The tank came with a Whisper 60 (all media and intake tube removed) and an 18" OceanSun 10,000K. I think it may have been used as a terrarium since there were shavings of some kind in it when we got it. I have checked for leaked and there were none. 

Does anyone use a Whisper? I realize it isn't ideal and will eventually upgrade to a canister like I had before. I rather like the waterfall noise though.  Still needs a thorough cleaning but that will have to wait until at least tomorrow. Hoping to get some substrate in on Saturday and start collecting plants!


----------



## Icegoalie32 (May 8, 2012)

Nice looking tank and stand. That will look great once it's stocked and the stand is finished.

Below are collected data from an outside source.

PR #37, opened 2024-02-21
Database indexing

ivanslabbert:
- Added indexing for CouchDB mango queries, and added tests to ensure indexing warnings are not returned.
- Created a type to be used when returning any document query data from db.service.ts

### DIFF
--- a/api/src/db/db.service.ts
+++ b/api/src/db/db.service.ts
@@ -60,10 +60,10 @@ export class DbService {
                 reject("Invalid document: The passed document does not have an '_id' property");
             }
             this.getDoc(doc._id)
-                .then((e) => {
-                    let existing;
-                    if (e.docs && e.docs.length > 0) {
-                        existing = e.docs[0];
+                .then((res) => {
+                    let existing; // if no existing document, this will be undefined
+                    if (res.docs && res.docs.length > 0) {
+                        existing = res.docs[0];
                     }
 
                     let rev: string;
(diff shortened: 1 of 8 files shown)


api/src/db/db.service.ts
```diff
@@ -52,7 +60,12 @@ export class DbService {
                 reject("Invalid document: The passed document does not have an '_id' property");
             }
             this.getDoc(doc._id)
-                .then((existing: any) => {
+                .then((e) => {
+                    let existing;
+                    if (e.docs && e.docs.length > 0) {
+                        existing = e.docs[0];
+                    }
```
laurensgroeneveld, line 67: Without the knowledge that this was done to avoid rewriting code this becomes a bit confusing. It would warrant a comment explanation I feel.

api/src/db/db.service.ts
```diff
@@ -250,64 +262,136 @@ export class DbService {
...
+
+            Promise.all(pList)
+                .then((res) => {
+                    const docs = res.flatMap((r) => r.docs);
+                    const warnings = res.flatMap((r) => r.warning).filter((w) => w);
+                    if (warnings.length > 0) {
+                        resolve({ docs, warnings });
+                    } else {
+                        resolve({ docs });
+                    }
```
laurensgroeneveld, line 364: Suggestion: use a ternary to avoid the if-else condition.

```suggestion
                        resolve({
                            docs, 
                            warnings: warnings.length > 0 ? warnings : undefined,
                         });

```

I used Whisper HOB's in the 90's, when they were labeled Junior through 5, and they did a good job of mechanical and chemical filtration. I don't have experience with the new generation of Whisper HOB's since I am using canisters exclusively now. Should work fine until you upgrade.

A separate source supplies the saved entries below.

PR #42, opened 2024-02-26
Process change requests and store change documents to database after validation

ivanslabbert:


api/src/db/db.service.spec.ts
```diff
@@ -26,19 +26,38 @@ describe("DbService", () => {
...
 
         const testGet = (await service.getDoc(uuid)) as any;
 
         expect(testGet.docs[0]._id).toBe(uuid);
         expect(testGet.docs[0].testData).toBe("test123");
+        expect(res.changes.testData).toBe("test123");
+        expect(res.changes._id).toBe(uuid);
+    });
+
+    it("can calculate a document diff and return the diff with the upsert result", async () => {
```
laurensgroeneveld, line 46: Suggestion: add a third field that isn't changed and test that it isn't returned in the diff.

laurensgroeneveld (approved):

api/src/db/db.service.spec.ts
ivanslabbert: Agree, added.

PR #48, opened 2024-02-28
Send individual change requests from frontend queue

laurensgroeneveld:
Instead of batching them together which doesn't actually work as the watcher already triggers for the first `put` to localChanges, even with `bulkPut`


ivanslabbert:
This change simplifies changeRequest submission a lot, so I think it is a positive move.

ivanslabbert (approved):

Funny thing is, the waterfall sound was the reason I changed to canisters. I loved the sound at first, but eventually it became irritating.


----------



## Meganne (Sep 3, 2012)

seen peeps us something like this for planters on the back wall or for marginal plants at the surface
http://www.amazon.com/InterDesign-P...1_72?s=bedbath&ie=UTF8&qid=1357278585&sr=1-72

I have a tall tank like this and lighting is a challange for ground cover plants, light just doesn't get down there easily


----------



## cookfromscratch (Aug 10, 2005)

Thanks Meganne! I never would have thought of something like that. Have to turn my brain to thinking outside the tank. :icon_wink

Planning to finally get in to our LFS today and check things out, peruse the driftwood and get some substrate going. (no more contagious flu cooties!)

It's funny that I started my planted tanks with a 29H and actually like seeing some substrate on the bottom. It was definitely a challenge but I like the slow growth and less maintenance of a low tech tank.


----------



## cookfromscratch (Aug 10, 2005)

Found driftwood yesterday, ordered a filter and bought my substrate. Collecting rocks and stones this week and soaking driftwood. Also decided on a stain for the stand. Found an awesome LFS, AquariumOutfitters.com. 

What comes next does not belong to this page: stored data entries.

PR #53, opened 2024-03-01
Subscribe to change events from database and pass changed documents to connected clients through Socket.io "data" messages

ivanslabbert:


laurensgroeneveld (commented):
Some nitpicks and questions.

api/src/socketio.ts
```diff
@@ -27,12 +27,56 @@ type ClientDataReq = {
...
+    afterInit(server: Server) {
+        // Subscribe to database changes and broadcast change to all group rooms to which the document belongs
+        this.db.on("update", (update: any) => {
+            // Only include documents with a document type property
+            if (!update.type) {
+                return;
+            }
+
+            // Broadcast CMS specific documents to CMS group rooms
+            if (this.cmsDocTypes.includes(update.type)) {
```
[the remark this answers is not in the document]
ivanslabbert: The Change documents should only be used for audit trail purposes. Changes to documents are emitted to clients as full documents and not as Change docs. This also prevents a client needing to "build" the current version of the document by applying a stack of change documents.

api/src/test/socketioTestClient.ts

Eheim Classic 250 (ordered)
Mopani Driftwood (soaking)
Eco-Complete (in waiting)

Fauna (planned)
otos
cardinals
emerald cories
praecox rainbows
albino bristlenose
powder blue dwarf gourami

Still trying to figure out the lighting. I plan to DIY a covered hood to match the stand eventually so I would really like to go cheap on what I have right now. Thoughts on that anyone? 

Hoping to get some plants in by next weekend.


----------



## cookfromscratch (Aug 10, 2005)

Seriously struggling on the lighting front. I've been trying to find someone with a similar tank dimensions to see what they used but I haven't been able to find it yet. 

Is there a calculator or estimator for lighting tanks?

My tank is 25x25x18.


----------



## Icegoalie32 (May 8, 2012)

I recommend you look at this thread:

http://www.plantedtank.net/forums/showthread.php?t=184368

There is a ton of information here. A little on the technical side, but it helped me out with my lighting decisions.


----------



## jake10 (Aug 8, 2012)

How about some shrimps? They would look great in there! Especially once it's all planted! Buts get something easy, like neos and/or malawa?


----------



## johnson18 (Apr 29, 2011)

Nice tank! I've got a tank with almost the same dimensions, though I don't have a stand for it. I like your stand, do you have any more pictures of it?


----------



## cookfromscratch (Aug 10, 2005)

Thanks for all the kind words. 

Johnson18 were you wanting more pics of the stand itself? My hubby is a DIYer and kind of adapted this stand from some other DIY plans he read. I have some other pics but they look about the same. What were you wanting to see? I will be taking more later this week when I get it planted so I can try to get some different angles if that's what you are wanting.

Icegoalie32, I've read that thread and wasn't sure how to get my hands on one of those PAR readers. Did you use one or make an educated guess from what the article told you?

jake10, I definitely want shrimp! I hadn't thought about putting them in this tank though. Something to think about!


----------



## Icegoalie32 (May 8, 2012)

> Did you use one or make an educated guess from what the article told you?


I made an educated guess from the tables based on the distance from the light to the substrate, and the types/brands of lighting fixtures available locally.


----------



## cookfromscratch (Aug 10, 2005)

*progression*










Swapped the driftwood out for spider. Bought more Eco (total 60lbs.) Filter is mostly in. Stand is painted. Putting it all together today after hubby installs power.

Can hardly contain myself.


----------



## GreenBliss (Mar 7, 2012)

That is a great piece of wood! Looks cool.


----------



## plantedtankfan (Jan 5, 2013)

mississippimorning said:


> Swapped the driftwood out for spider. Bought more Eco (total 60lbs.) Filter is mostly in. Stand is painted. Putting it all together today after hubby installs power.
> 
> Can hardly contain myself.


Awesome piece of driftwood. I want it. I have a 46g bowfront.


----------



## dastowers (Feb 19, 2011)

That is a stunning piece! I LOVE square tanks- something very elegant about them.


----------



## cookfromscratch (Aug 10, 2005)

Thanks everyone! I got the wood (and most everything else except the tank and hood) from Aquarium-Outfitters.com. I picked it out online and then went and picked it up since they are local to me.  Check them out!! 

The stand is painted and I will be painted the background tomorrow morning before adding everything else.


----------



## cookfromscratch (Aug 10, 2005)

*finally got it planted (updated 1/14/2013)*










Still need more java moss and java fern. Had a dickens of a time weighting the wood. Hubby helped with that and built the cave. In waiting for cycling to complete. Still need more lighting. Looking at Finnex FugeRay Ultra Slim LED after seeing it in Atari's post here on the Low Tech Forum. 

Whatcha think?


----------